So does every highly-paid actor, I expect.



Zardnaar said:


> I think if you leave out a couple of his movies most of them make little money.




Yes, well, if you only allow data that supports your conclusion, then you'll feel your conclusion is supported.  But cherry picking doesn't make a convincing argument.



Zardnaar said:


> Essentially people went to see Trek because it's trek not because it's Chris Pine in it.




Sure.  But then, you also missed the point.



Zardnaar said:


> He's not really an anchor type actor unlike say The Rock who can do any crap movie and it will make hundreds of millions.
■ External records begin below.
PR #145, opened 2020-06-15
Disable Native TTBR in Transactions

### LINKED ISSUE #1: Support "soft" TTBR

mikeminutillo:
Resolves #1 

When combining a message with TTBR and transactions, currently you get an exception. This PR creates a setting that causes the system to fall back on "soft" TTBR when this happens.

- Discards messages with an expired TTBR header when received by an endpoint (Soft TTBR)
  - This behavior can be turned off with an API: `endpointConfiguration.IgnoreIncomingTimeToBeReceivedHeaders();`
- Adds configuration switch: `endpointConfiguration.DisableNativeTimeToBeReceivedInTransactions();`
  - If set, then messages sent in a transaction skip native TTBR (and fall back on soft TTBR)
  - If not set, then messages sent in a transaction with TTBR throw an exception.

### DIFF
--- a/src/NServiceBus.Transport.Msmq.AcceptanceTests/ConfigureEndpointMsmqTransport.cs
+++ b/src/NServiceBus.Transport.Msmq.AcceptanceTests/ConfigureEndpointMsmqTransport.cs
@@ -17,7 +17,7 @@ public class ConfigureEndpointMsmqTransport : IConfigureEndpointTestExecution
         var transportConfig = configuration.UseTransport<MsmqTransport>();
         transportConfig.DisableConnectionCachingForSends();
         configuration.GetSettings().Set("NServiceBus.Transport.Msmq.MessageEnumeratorTimeout", TimeSpan.FromMilliseconds(10));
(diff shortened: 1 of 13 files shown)


mikeminutillo:
The two tests that fail assert that messages sent to error or audit queues should not honor TTBR. For soft TTBR that means that we need the option to ignore the header on incoming messages.

mikeminutillo:
Added hidden configuration switch to disable the Soft TTBR behavior. This will be needed by ServiceControl to ignore TTBR on incoming audit and error messages.
```csharp
config.GetSettings().Set("IgnoreIncomingTimeToBeReceivedHeaders", true)
```

ramonsmits:
@mikeminutillo If we are already exposing this undocumented setting because our tooling needs it then I would rather just have an API for it. Still, it feels a bit strange. I wouldn't have any problem with just removing the TTBR header from the header collection. From memory I think ASB has some transport headers that are also not audited.

PR #146, opened 2020-06-16
Attempt stricter schema validation on instance mapping XML

### LINKED ISSUE #134: Routing: Prevent mistakes in instance mapping file
It's possible to configure all sorts of attributes in the instance mapping file for an endpoint instance (e.g. `machine`) but in case an user doesn't exactly use the casing as expected, the transport will not be able to find the attribute (unless it explicitly looks for all possible mutations).

At first glance I see two different implementations:
- Make the schema for the instance mapping file more strict to not allow arbitrary attributes and include the `machine` and `queue` attributes. This will cause exceptions if anything else is configured. In case of runtime changes, this might result in changes not being picked up since after startup validation changes will let the endpoint keep the last known valid mapping configuration. As the instance mapping file is currently limited to MSMQ, there is no more need for the support of arbitrary information in the mapping file.
- Make the lookup to the `EndpointInstances.Properties` property more forgiving so that a lookup for `machine` will also return if the attribute was declared `MACHINE`. This easy to implement by passing  `StringComparer.InvariantCultureIgnoreCase` to a newly created Dictionary.

/cc @bording @SzymonPobiega

mikeminutillo:
Resolves #134 

Attempts to validate the instance mapping XML document against a strict schema that does not accept unused attributes.

If this fails then a warning is logged and the instance mapping XML is validated using the old method. The warning is only logged when the validation state changes. i.e. If it keeps falling back, it only logs once. This is to avoid flooding the logs with validation messages.

You can opt-in to strict enforcement by calling:

```csharp
endpointConfiguration.UseTransport<MsmqTransport>()
  .Routing()
  .InstanceMapping()
  .EnforceStrictSchemaValidation();
```

This will cause an exception to be thrown if the instance mapping file does not adhere to the stricter schema that does not accept unused attributes.


ramonsmits:
@mikeminutillo Maybe we can add a form of state change detection? Only log the WARN each time a change is detected instead of every refresh interval?

PR #148, opened 2020-06-16
Ignoring MessageQueue.Create test

ramonsmits:
Ignoring MessageQueue.Create test. Default permission behavior is dependent on if the computer is part of a domain. When part of a domain Everyone and Anonymous both do not get permission to write to the queue.

### DIFF
--- a/src/NServiceBus.Transport.Msmq.Tests/MsmqQueueCreatorTests.cs
+++ b/src/NServiceBus.Transport.Msmq.Tests/MsmqQueueCreatorTests.cs
@@ -112,27 +112,6 @@
             Assert.False(queue.Transactional);
         }
 
-        [Test, Ignore("Default permission behavior is dependent on if the computer is part of a domain. When part of a domain, Everyone and Anonymous both do not get permissions to write to the queue.")]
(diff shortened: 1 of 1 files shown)


kbaley:
Shouldn't we delete the test completely? Or do you want to leave this in as a warning for future people not to write the test again?

mikeminutillo:
I agree with @kbaley. Why are we asserting this at all? We don't want these permissions added by default. We don't have code to do it. It happens as a side-effect of the OS.

If anything, I'd want a test that asserts the opposite. Unfortunately, we don't have a way of making that test pass so there's no value in writing it.

ramonsmits:
@mikeminutillo @kbaley We could split the test, have a test per environment (in a domain, without a domain) as it does test behavior. I'm fine with removing the test but lets check if the queue creation logic has some code comments on assumed permissions.

mikeminutillo:
> it does test behavior.

It doesn't test our behavior though does it? We are not reliant on these permissions getting set up (if we're doing it right).

We do have code to detect this condition and tell the user that it's a problem they should fix.

PR #149, opened 2020-06-18
Simplify the pump stop to no longer use the task tracking approach and wait until all message processing is done

danielmarbach:
Alternative to #150

We have this cruft

Transports have different and inconsistent shutdown behavior when it comes to the time they wait until all pending transport operations are completed.

- RabbitMQ: Indefinitely waits until all pending transport operations are completed
- AmazonSQS: Indefinitely waits until all pending transport operations are completed
- MSMQ: Waits until all pending transport operations are completed for a maximum of thirty seconds and then forcefully shuts down
- SqlTransport: Waits until all pending transport operations are completed for a maximum of thirty seconds and then forcefully shuts down
- Azure Storage Queues: Waits until all pending transport operations are completed for a maximum of thirty seconds and then forcefully shuts down
- Azure Service Bus: Indefinitely waits until all pending transport operations are completed

This PR removes the convoluted task tracking approach and makes the transport wait until all pending transport operations are done. I do believe until we have a proper way to pass in cancellation to the transport this is a sensible and safe default. Shutdown can always be enforced by the host by killing the endpoint if needed.

### DIFF
--- a/src/NServiceBus.Transport.Msmq/MessagePump.cs
+++ b/src/NServiceBus.Transport.Msmq/MessagePump.cs
@@ -1,9 +1,7 @@
 namespace NServiceBus.Transport.Msmq
 {
     using System;
-    using System.Collections.Concurrent;
     using System.Diagnostics;
-    using System.Linq;
     using System.Messaging;
     using System.Threading;
     using System.Threading.Tasks;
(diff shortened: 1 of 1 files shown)


ramonsmits:
Closing in favor of #150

Nope. But then, I didn't say he was, so this is arguing against a strawman.


----------



## Whizbang Dustyboots (Jul 9, 2021)

It's going to be weird having many people on this board disappointed if the D&D movie turns out to be decent and does well commercially.


----------



## Cadence (Jul 9, 2021)

It feels like as popular as it is, D&D has a built in huge group of people who will at least look at the previews... and talk it up and see it if it actually looks like a decent movie.  And then if it is actually decent and rotten tomatoes agrees with the word of mouth, shouldn't that give it some legs?


----------



## Zardnaar (Jul 9, 2021)

Umbran said:


> So does every highly-paid actor, I expect.
> 
> 
> 
> ...




You were the one name dropping these actors. 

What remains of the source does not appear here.